SHOWING ARTICLE 28 OF 40

South Africa Opens Up Its Lower End Market For Property Investors

Category Advice

South Africa is all for the new age property investor, what with its growing and fast expanding markets catching up to meet the requirements of investors from different social strata. The government is taking up new approaches and initiatives for wooing investors back to the CBD, with tax cuts and increases in property relief. What needs to be said in this regard is that various designated regions of the country are being put forth for infrastructural maintenance. The areas have been designated in terms of their developed infrastructure of urban transport, carrying capacity for population, inner city environments and CBDs.

Something that needs to be mentioned is that there have been positive developments on the property front. People in the country are opting for investing in the low end property market of South Africa, specially in the field of rental property. That is because many people prefer renting out their homes, instead of owning multiple second properties. This is a great way of generating income as it caters to the migrating section of the population. It also helps the investor learn valuable skills and thereupon save their precious money.

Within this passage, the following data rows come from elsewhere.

PR #11445, opened 2024-11-27
Update required Node version and npm deps

parlough:
After this PR lands, you might need to update your version of Node to the latest LTS or newer.

Please let me know if you have any other issues running the site after this lands. Thanks!


sfshaza2 (approved):
lgtm. And thanks for the heads up about Node!

PR #11453, opened 2024-12-02
Remove the 'Photo filter carousel' recipe

antfitch:

Remove a recipe that references non-Flutter code.

Fixes https://github.com/flutter/website/issues/8204

n/a

## Presubmit checklist


sfshaza2 (commented):
This PR looks great except for a couple things:

- We don't like broken links. So, after this PR lands, trying to access the page gives you a 404, as you can see in the staged version:  https://flutter-docs-prod--pr11453-fw-8204-remove-recipe-ygynfeuc.web.app/cookbook/effects/photo-filter-carousel
To address this, add a redirect to the firebase.json file at the top of the repo. You can redirect to the cookbook index.
- You shouldn't need to delete this from the index file. It's my understanding that this file is autogenerated. Right, @parlough? Or is that no longer the case?

Thanks, @antfitch!

parlough:
> You shouldn't need to delete this from the index file. It's my understanding that this file is autogenerated. Right, @parlough? Or is that no longer the case?

This index file is still manually built, I believe maybe because the automatic order based on name isn't exactly what we wanted.

PR #11455, opened 2024-12-03
Hide banner for now

parlough:
The included content happened a while ago. We can reenable the banner when needed.


sfshaza2 (approved):
sg. I'm still used to the bug where having no banner caused issues. lgtm

PR #11459, opened 2024-12-03
Don't require match-url-exactly in sidenav for active page highlighting

parlough:
No longer require `match-url-exactly: true` to be specified if an entry has the same permalink as the collapsible section it is a child of.


sfshaza2 (approved):
Thanks for fixing this! lgtm

PR #11460, opened 2024-12-03
Clean up duplicated tab panes from test-drive page

parlough:
Also clean up some formatting and copy from the includes.


sfshaza2 (approved):
lgtm

PR #11468, opened 2024-12-05
Design pattern index page

### LINKED ISSUE #11374: ☂ Land updated app architecture guidance
We're in the process of creating new code examples and docs covering application architecture (e.g. state management, networking, etc.). This issue represents the work of getting those docs reviewed and landed:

It is also expected that the legislation will target the lower end market of the country. Inner city environments are expected to improve with the new set of legislation that simplifies the investment process. Property analysts are counting on the new tax initiatives of the finance minister who has expressly stated that these principles should be applied to various city centres across South Africa. Investors can now, with a few helpful strategies, make the most of their money to take the cities a step up from what they initially had been. New investors are also being roped in to contribute to the overall development of the CBD.

Investors may even be able to add on an extra room to their investment property in order to make it more appealing to tenants and to push up their rental yields. Property analysts believe this is a positive measure in maximizing returns. Moreover, if you are considering refurbishing your home, you are entitled to a 20% tax cut, and the count is 20% in the initial year, and 5% in the succeeding years if you are planning to construct a new property.

Once the property is paid off, the rent paid from the tenant is the profit that is derived. With the saved money, you can accumulate the payments to invest in another property. Thanks to the positive indications of the South African legislation, urban centres are prone to grow and their profitability is likely to increase. This will make these spots centres of commercial growth instead of being haunts of crime and dust as they once had been.